Comparative investigation on surface integrity for conventional and ultrasonic vibration–assisted cutting of in situ TiB₂/7050Al MMCs

The particle reinforced metal matrix composites have drawn attractive attentions in modern industries due to their excellent properties such as low density, improved strength, and wear resistance. However, due to the existence of hard ceramic particles, it shows poor machinability such as large cutting force and unstable machined surface quality using traditional cutting method. In this study, taking advantage of ultrasonic vibration–assisted cutting method such as reducing cutting force and improving machining quality, the machined surface integrity of a new kind of in situ TiB₂/7050Al metal matrix composites was comparatively investigated between conventional milling (CM) and ultrasonic vibration–assisted milling (UVM).
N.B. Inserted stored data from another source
PR #158, opened 2021-10-13
Boot providers during tests

### LINKED ISSUE #153: code in providers boot() not called during the tests
That's not a big deal as more often it is used as part of the lifecycle request but I can see some use cases:
- during unit tests
- in somme console commands

For example, I was trying to test View facade to render a view. We might have to do this in a console command or to assess behaviour in a unit test, and here as boot() methods of providers are not called, some stuff are not shared in the view that are usually shared (session, request,...) and that can lead to errors.

Should be boot providers during tests if we are not making a request ?
What's your opinon on that ?

girardinsamuel:
Fixes #153.

Here I don't load the RouteProvider during tests as we don't have a CSRF token yet. Of course it will be loaded when doing a request such as `self.get()` or an other method.

I added a test on view which is testing that helpers are correctly shared in views. They are shared during boot of ViewProvider, so this a proof that it is working 😉

### DIFF
--- a/src/masonite/providers/SessionProvider.py
+++ b/src/masonite/providers/SessionProvider.py
@@ -13,10 +13,9 @@ class SessionProvider(Provider):
         session = Session(self.application).set_configuration(config("session.drivers"))
         session.add_driver("cookie", CookieDriver(self.application))
         self.application.bind("session", session)
-        self.application.make("view").share({"old": self.old})
 
     def boot(self):
-        pass
+        self.application.make("view").share({"old": self.old})
 
     def old(self, key):
         return self.application.make("session").get(key) or ""
--- a/src/masonite/providers/SessionProvider.py
+++ b/src/masonite/providers/SessionProvider.py
@@ -13,9 +13,10 @@ class SessionProvider(Provider):
         session = Session(self.application).set_configuration(config("session.drivers"))
         session.add_driver("cookie", CookieDriver(self.application))
         self.application.bind("session", session)
+        self.application.make("view").share({"old": self.old})
 
     def boot(self):
-        self.application.make("view").share({"old": self.old})
+        pass
 
     def old(self, key):
         return self.application.make("session").get(key) or ""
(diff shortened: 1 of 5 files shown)


src/masonite/providers/SessionProvider.py
```diff
@@ -13,10 +13,9 @@ def register(self):
         session = Session(self.application).set_configuration(config("session.drivers"))
         session.add_driver("cookie", CookieDriver(self.application))
         self.application.bind("session", session)
-        self.application.make("view").share({"old": self.old})
 
     def boot(self):
-        pass
+        self.application.make("view").share({"old": self.old})
```
josephmancuso, line 18: why is this moved into the boot?

girardinsamuel: I don't know lol I was thinking that it was the correct place to define view sharing...

girardinsamuel: do you want to revert this ?

josephmancuso: I don't think it is right? Well it depends. In this case the old method is not called until you call it in your templates. 

In this case it will make each request slower because it has to register this old method every request. 

If we keep it in the register method it only gets registered once and it should still work

src/masonite/tests/TestCase.py
```diff
@@ -25,6 +27,18 @@ def setUp(self):
             self.startTestRun()
         self.withoutCsrf()
         self._exception_handling = False
+        # boot providers as they won't not be loaded if the test is not doing a request
+        self.application.bind("environ", generate_wsgi())
+        try:
+            for provider in self.application.get_providers():
+                # if no request is made we don't need RouteProvider, and we can't load it anyway
+                # because we don't have created a CSRF token yet
+                if not isinstance(provider, RouteProvider):
```
josephmancuso, line 36: Also i thought we get around the csrf checks by setting a cookie and the csrf input?

josephmancuso: hmm not sure what the best approach is but if this works i'll merge it in and we can revisit it later

josephmancuso (approved):

PR #160, opened 2021-10-16
Added Notification Facade

alitokmakci:
Docs says Notification Facade is available but there is no Facade called Notification.


girardinsamuel (changes requested):
@alitokmakci thanks for this fix ! You just need to also add the import of this facade here
https://github.com/MasoniteFramework/masonite4/blob/master/src/masonite/facades/__init__.py

Thanks !

PR #193, opened 2021-11-06
Add back test case assertions and craft test command

### LINKED ISSUE #192: Add command to create a new test file

girardinsamuel:
Fixes #192
Fixes https://github.com/MasoniteFramework/masonite/issues/456
This PR adds back:
- craft test command
- `captureOutput()` helper in test
- uncomment some commented assertions tests which are working now
- add ability for assertRouteParameterHas() to check param value

`python craft test MyAppTest` will create:

```python


class MyAppTest(TestCase):

    def setUp(self):
        super().setUp()

    def test_something(self):
        self.assertTrue(True)

```

in `tests/unit/test_my_app.py`

Directory can be changed with `python craft test MyFeatureTest --directory tests/features`


src/masonite/stubs/tests/TestCase.py
```diff
@@ -0,0 +1,9 @@
+from masonite.tests import TestCase
```
josephmancuso, line 1: new Masonite projects actually have a base test case inside `tests/TestCase`. this import should be `from tests.TestCase import TestCase`

src/masonite/tests/TestCase.py
```diff
@@ -47,10 +47,14 @@ def tearDown(self):
...
 
     def withExceptionsHandling(self):
-        """Enable for the duration of a test the handling of exception through the exception
+        """Enable for the duration of a test the handling of exceptions through the exception
         handler."""
         self._exception_handling = True
 
+    def withoutExceptionsHandling(self):
+        """Disable handling of exceptions."""
+        self._exception_handling = True
```
josephmancuso, line 56: if this is **without**exception handling should this be setting the attribute to `True`? it makes more sense if this is `False` right?

josephmancuso (changes requested):

src/masonite/tests/TestCase.py
girardinsamuel: Wooops !

src/masonite/stubs/tests/TestCase.py
girardinsamuel: You're right !

PR #216, opened 2021-12-17
Fix back() helper

### LINKED ISSUE #215: Check/Fix back view helper
I recreate the issue in M4 to be sure we address it in M4 : https://github.com/MasoniteFramework/masonite/issues/382

# Description of the issue (correct me if wrong)
When I am calling the view including `{{ back() }}` with some query parameters, those are not included inside the "back generated input".

# Elements to solve it

this helper use `request.get_path()` which do not contain query params.

We could add to request class: 
```python
# existing
def get_path(self):
    return self.environ.get("PATH_INFO")

# new
def get_path_with_query(self):
    return self.environ.get("PATH_INFO") + "?" + self.environ.get("QUERY_STRING")
```

And then in the helper:
```python
# HelpersProvider.py

"back": lambda url=request.get_path_with_query(): (
    Markup(f"<input type='hidden' name='__back' value='{url}' />")
),
```

With this when visiting `http://localhost:8000/test?key=val` `{{ back() }}` will generate: 
```html
<input type="hidden" name="__back" value="/test?key=val">
```

girardinsamuel:
Fixes #215.

To review carefully as I am not sure of the implications. all tests are passing though 😅

### DIFF
--- a/src/masonite/providers/HelpersProvider.py
+++ b/src/masonite/providers/HelpersProvider.py
@@ -25,7 +25,7 @@ class HelpersProvider(Provider):
                 "session": lambda: request.app.make("session"),
                 "auth": request.user,
                 "cookie": request.cookie,
-                "back": lambda url=request.get_path(): (
+                "back": lambda url=request.get_path_with_query(): (
                     Markup(f"<input type='hidden' name='__back' value='{url}' />")
                 ),
                 "asset": urls_helper.asset,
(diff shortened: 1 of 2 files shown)


josephmancuso (approved):
Looks right 🤷 I can test it more tonight

archibien:
Well let's merge it in then !

girardinsamuel:
@josephmancuso did you find time to test it more ? Maybe we can just merge it in !

josephmancuso (approved):

josephmancuso:
I trust you :)

PR #218, opened 2021-12-21
Add API features

josephmancuso:
The first iteration of API improvements in M4 will be pretty small. Just the requirements.

So to build an API using these features is something like this:

## Step 1

You can create a normal controller or create a resource controller:

```python
python craft controller UserController -r
```

## Step 2

Create your route, could be normal routes or you can use the new `resource` method which maps several routes to the matching controller method:

```python
ROUTES = [
    Route.resource('users', 'UserController')
]
```

## Step 3

Add the authentication controller:

```python
python craft api:install
```

This will scaffold out the authentication controller so you can modify it

## Step 4

Call `/api/auth` with your username and password and get back a token which is saved to the users table. You can use this token to make requests.

The JWTAuthenticationMiddleware will verify this token is passed and that it is valid


src/masonite/api/authentication/AuthenticatesTokens.py
```diff
@@ -0,0 +1,12 @@
+import jwt
+
+
+class AuthenticatesTokens:
+
+    __TOKEN_COLUMN__ = "api_token"
```
girardinsamuel, line 6: So we should add this column in the default User model ? 
What would be the type/length of the field ?

src/masonite/api/middleware/JWTAuthenticationMiddleware.py
```diff
@@ -0,0 +1,19 @@
+from masonite.middleware import Middleware
+from masonite.facades import Auth
+
+
+class JWTAuthenticationMiddleware(Middleware):
+    def before(self, request, response):
+        token = request.input("token")
+        if not token:
+            return response.view(
```
girardinsamuel, line 9: Those views will be converted to json if json is requested I presume ? (I guess you fix that few days ago)

src/masonite/stubs/api/AuthenticationController.py
```diff
@@ -0,0 +1,16 @@
...
+from masonite.response import Response
+from masonite.authentication import Auth
+
+
+class AuthenticationController(Controller):
+    def auth(self, auth: Auth, request: Request, response: Response):
+        user = auth.attempt(request.input("username"), request.input("password"))
+
+        if user:
+            return {"data": user.generate_jwt()}
```
girardinsamuel, line 12: here it means that a new JWT token is generated each time we make a request to this controller, replacing the token in user table with the newly generated ?

And what's the lifetime of this token ?

Also should we rename `data` to `token` ?

src/masonite/stubs/api/AuthenticationController.py
```diff
@@ -0,0 +1,16 @@
...
+
+        return response.json(
```
girardinsamuel, line 14: here you returned JSON and in the middleware we return a view. Couldn't we return json directly or am I missing something ?

girardinsamuel (commented):
Made a quick review !

src/masonite/api/authentication/AuthenticatesTokens.py
josephmancuso: @girardinsamuel good question. Would probably just be a varchar 255

src/masonite/api/middleware/JWTAuthenticationMiddleware.py
josephmancuso: yeah the view method does the response conversion

src/masonite/stubs/api/AuthenticationController.py
josephmancuso: Yes. Once you have a token you would not need to hit this endpoint anymore. 

The lifetime of the token will be inside the JWT token which I have to add inside the generate_gwt() method. Somehow I still need to hook this all up to the normal feature convention we have so I have access to the configuration settings in the same way we do with other features

src/masonite/stubs/api/AuthenticationController.py
josephmancuso: we could yeah. The view method detects the input type so if you did `.view({dict})` it will just call `.json`. `.view()` actually just wraps the controller method so that how we handle all the different response types you can return

but I agree it should be consistent here

src/masonite/api/authentication/AuthenticatesTokens.py
girardinsamuel: fine to me !

src/masonite/stubs/api/AuthenticationController.py
girardinsamuel: Yep it would be great. because I feel we would like to define some settings to generate JWT.

src/masonite/stubs/api/AuthenticationController.py
girardinsamuel: yep that's what I was pointing out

It was much important to match appropriate ultrasonic vibration parameters and cutting parameters for achieving a smaller surface roughness and larger surface compressive residual stress in UVM. The depth of compressive residual stress layer in the subsurface was about 90 to 120 μm, which was deeper than that of CM. Besides, ultrasonic vibration did not make obvious impact on the surface hardness and microhardness. In this paper, for ultrasonic vibration–assisted milling in situ TiB₂/7050Al MMCs, the vibration parameters and cutting parameters were recommended as frequency of 30 kHz, amplitude of 4 μm, cutting speed of 30 m/min, feed rate of 0.05 mm/z, and cutting depth of 0.5 mm; the surface roughness was 0.34 μm and compressive surface residual stress was − 208 MPa. Therefore, a proper match of ultrasonic parameters and cutting parameters could significantly enhance the surface integrity in ultrasonic vibration–assisted milling in situ TiB₂/7050Al MMCs.